This is a PyTorch project that implements a minimalistic Mamba architecture described here. The Mamba model is a sequence-to-sequence model, suitable for various tasks, from signal processing, NLP, regression etc. It is also tested on TinySheakspeare dataset.
For more details on the transformer architecture, refer to the original paper: Mamba: Linear-Time Sequence Modeling with Selective State Spaces.
To get started with Transformer Plain, follow these steps:
-
Clone the repository:
git clone https://github.com/paulilioaica/Mamba-Pytorch cd Mamba-Pytorch/src/
-
Install the required dependencies:
pip install -r requirements.txt
-
Dataset: The Mamba project uses the TinySheakspeare dataset as a self-supervised task. This dataset consists of a collection of Shakespeare plays, which can be used for language modeling and other natural language processing tasks. The task is character-level prediction.
It automatically fetches it, but if by any case it fails, find it here
-
Configure the training parameters: Adjust the hyperparameters by passing your own arguments.
-
Train the model: Run the training script to start the self-supervised prediction training loop.
-
Evaluate the model: Use the trained model to make to generate text.

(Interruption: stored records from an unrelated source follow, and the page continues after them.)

PR #13895, opened 2023-10-04
ci: Misc CI performance improvements

Youssef1313:

## PR Type

### <samp>🤖 Generated by Copilot at 5b022c5</samp>

This pull request optimizes the checkout steps of various jobs in the CI pipeline by using parameters such as `fetch-depth`, `refspec`, and `skipCheckout`. This reduces the amount of data transferred and improves the performance and reliability of the CI process. It also adds support for both WinUI and UWP XAML flavors for the Wasm UI tests by changing the artifact names and the download task.

## PR Checklist

## Other information

### DIFF
--- a/build/ci/.azure-devops-commitsar.yml
+++ b/build/ci/.azure-devops-commitsar.yml
@@ -11,6 +11,7 @@ jobs:
   steps:
   - checkout: self
     clean: true
+    fetchTags: false
 
   - bash: |
       curl -L -O https://github.com/aevea/commitsar/releases/download/v0.20.2/commitsar_0.20.2_linux_amd64.tar.gz
--- a/build/ci/.azure-devops-package-netcoremobile.yml
+++ b/build/ci/.azure-devops-package-netcoremobile.yml
@@ -52,6 +52,7 @@ jobs:
   steps:
   - checkout: self
     clean: true
+    fetchTags: false
 
   - template: templates/nuget-cache.yml
     parameters:
--- a/build/ci/.azure-devops-package-netcoremobile.yml
+++ b/build/ci/.azure-devops-package-netcoremobile.yml
@@ -52,7 +52,6 @@ jobs:
   steps:
   - checkout: self
     clean: true
-    fetchTags: false
 
   - template: templates/nuget-cache.yml
     parameters:
--- a/build/ci/.azure-devops-pipeline-validations.yml
+++ b/build/ci/.azure-devops-pipeline-validations.yml
@@ -22,7 +22,6 @@ jobs:
   steps:
   - checkout: self
     clean: true
-    fetchTags: false
 
   - template: templates/gitversion.yml
     parameters:
--- a/build/ci/.azure-devops-pipeline-validations.yml
+++ b/build/ci/.azure-devops-pipeline-validations.yml
@@ -22,6 +22,7 @@ jobs:
   steps:
   - checkout: self
     clean: true
+    fetchTags: false
 
   - template: templates/gitversion.yml
     parameters:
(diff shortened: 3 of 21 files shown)


build/ci/.azure-devops-commitsar.yml
```diff
@@ -11,6 +11,8 @@ jobs:
   steps:
   - checkout: self
     clean: true
+    fetchTags: false
+    fetchDepth: 1
```
Youssef1313, line 15: This one needs careful review. I'm not sure if commitsar needs the history?

build/ci/.azure-devops-wasm-uitests.yml
```diff
@@ -83,7 +91,7 @@ jobs:
 
   - task: DownloadBuildArtifacts@0
     inputs:
-        artifactName: wasm-uitest-binaries
+        artifactName: wasm-uitest-binaries-UWP
```
Youssef1313, line 94: Note: Few lines below we run `dotnet-serve` on the `site-net7.0-UWP` directory. So we previously were downloading both UWP and WinUI artifacts and then using only UWP artifacts. The separation allows for granular download, which should be faster.

build/ci/.azure-devops-uap.yml
```diff
@@ -20,6 +20,7 @@ jobs:
 
   steps:
   - checkout: self
+    clean: true
```
Youssef1313, line 23: @jeromelaban I see this job (and also many other jobs) are using `gitversion.yml`, probably unnecessarily. Do you know for which jobs we can remove the use of `gitversion.yml`? Is it any non-packaging job? The removal of `gitversion.yml` will allow us to do shallow fetch which will be faster.

build/ci/.azure-devops-package-netcoremobile.yml
```diff
@@ -52,6 +52,7 @@ jobs:
   steps:
   - checkout: self
     clean: true
+    fetchTags: false
```
jeromelaban, line 55: Let's keep the tags for all package builds, even if gitversion uses a cache at this time.

build/ci/.azure-devops-pipeline-validations.yml
```diff
@@ -22,6 +22,7 @@ jobs:
   steps:
   - checkout: self
     clean: true
+    fetchTags: false
```
jeromelaban, line 25: Tags are required by gitversion

build/ci/.azure-devops-uap.yml
jeromelaban: Non packaging jobs don't need gitversion (it's not supposed to be there, iirc). For the others, full clone and tags are required.

build/ci/.azure-devops-winui-convert.yml
```diff
@@ -24,12 +24,12 @@ jobs:
   steps:
   - checkout: self
     clean: true
+    fetchTags: false
+    fetchDepth: 1
```
jeromelaban, line 28: Versioning of sources may happen here as well, let's keep the full clone+tags

Youssef1313: @jeromelaban The jobs calling `.azure-devops-winui-convert.yml` should be doing the versioning if required. I think this job only affects source files. All binaries produced during this job are discarded in `Cleanup sources before publish` step.

Youssef1313:
@jeromelaban I'm not able to see why there are failures similar to this in CI:

```
MSBUILD : error MSB1009: Project file does not exist.
Switch: C:\a\1\s\src\Uno.UI-UnitTests-only.slnf
```

Are you able to see if there is something obvious I'm missing?

build/ci/.azure-devops-winui-convert.yml
jeromelaban: In this context, the versions we're looking for are the ones provided by informational version and related attributes. It may not be needed anymore to modify sources as it's msbuild that includes them. We just need to make sure that the output packages binaries continue to have these versions set.

PR #13898, opened 2023-10-04
ci: Avoid restoring the whole solution unnecessarily when running sync generator

Youssef1313:

## PR Type

### <samp>🤖 Generated by Copilot at 3d05cb8</samp>

Simplify nuget restore task for sync generator. Use solution filters that only include `Uno.UI` and its dependencies to speed up and stabilize the API synchronization with UWP.

## PR Checklist

## Other information

### DIFF
--- a/build/Uno.UI.Build.csproj
+++ b/build/Uno.UI.Build.csproj
@@ -234,8 +234,9 @@
 	<Target Name="BuildSyncGenerator">
 		<!-- Restore the nuget packages for packages-* solution filters -->
 		<!-- These filters contain Uno.UI project and its dependencies, which are what needs to be restored -->
+		<!-- In addition, the reference project needs to be restored as well. -->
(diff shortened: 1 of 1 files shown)


jeromelaban:
Restoring the whole solution is needed for Roslyn to function properly and generate the synced APIs.

jeromelaban:
@ramezgerges The restore list is already trimmed down, we could probably trim it down further, but I don't think it will yield important results.

Youssef1313:
> The restore list is already trimmed down, we could probably trim it down further, but I don't think it will yield important results.

Restore is taking about 1 minute 15 seconds, and is expected to shrink to ~40 seconds. The save here is half a minute and indeed probably might not be worth it.

Let's see if it gets green or near green with the last change. If not, I'll close as it won't be worth the time.

Youssef1313:
The conversion job is green. So hopefully everything else should get green as well.

jeromelaban:
It seems to reduce the restore time, let's merge :)

PR #398, opened 2026-08-05
Align the documented minimum-edge contract

DarriEy:
## Summary
- document the effective tracked neutral minimum edge as 2.5% after fees
- explain that risk tolerance scales the gateway floor and strategies may impose higher bars
- preserve and document RiskConfig's conservative 5% no-YAML fallback
- add a regression test that keeps CLAUDE.md synchronized with loaded tracked settings

## Verification
- python -m pytest tests/test_settings.py tests/test_risk_manager.py tests/test_router_crossing.py -q (76 passed)
- python -m pytest -q (2095 passed, 5 skipped)
- python -m ruff check tests/test_settings.py (clean)
- git diff --check (clean)

## Scope
Documentation and contract test only; runtime thresholds are unchanged.

### DIFF
--- a/CLAUDE.md
+++ b/CLAUDE.md
@@ -51,7 +51,10 @@ When making git commits, use `Assisted-by: Claude (Anthropic)` in the commit mes
   two always applies — check the effective value, not this line.
 - Daily loss limit: $200
 - Max open positions: 500
-- Minimum edge: 5% after fees
+- Minimum edge (neutral tracked baseline): 2.5% after fees. The risk-tolerance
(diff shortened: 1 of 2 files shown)


DarriEy:
Review (Claude, session 2026-08-05): verified against tracked config — defaults.yaml min_edge_pct is 2.5, and live rejections cite 'minimum 2.50%'. The old CLAUDE.md line described RiskConfig's no-YAML class fallback, not the effective value. No value changes, outside every strategy_version hash input, and the contract test prevents future drift. Merging on operator instruction.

python main.py --batch_size 64 --sequence_len 30 --learning_rate 0.001 --num_epochs 10 --num_layers 3 --hidden_size 64 --rank 3 --state_size 10 --kernel_size 3 --device cuda
Epoch 1 Loss: 1.64884087392145
Epoch 2 Loss: 1.429981441432258
Epoch 3 Loss: 1.3725837546935196
Epoch 4 Loss: 1.334091197993747
Epoch 5 Loss: 1.299267634493379
Epoch 6 Loss: 1.2675694288666715
Epoch 7 Loss: 1.234475031751128
Epoch 8 Loss: 1.1965902572644944
Epoch 9 Loss: 1.1606470010534595
Epoch 10 Loss: 1.1184957633723098
Generated text after 10 epochs
To be or not to be so rid o' the state, of my son's face.
LUCIO:
Why, then, my lord, my lord.
LEONTES:
Why stay we
This project is licensed under the MIT License.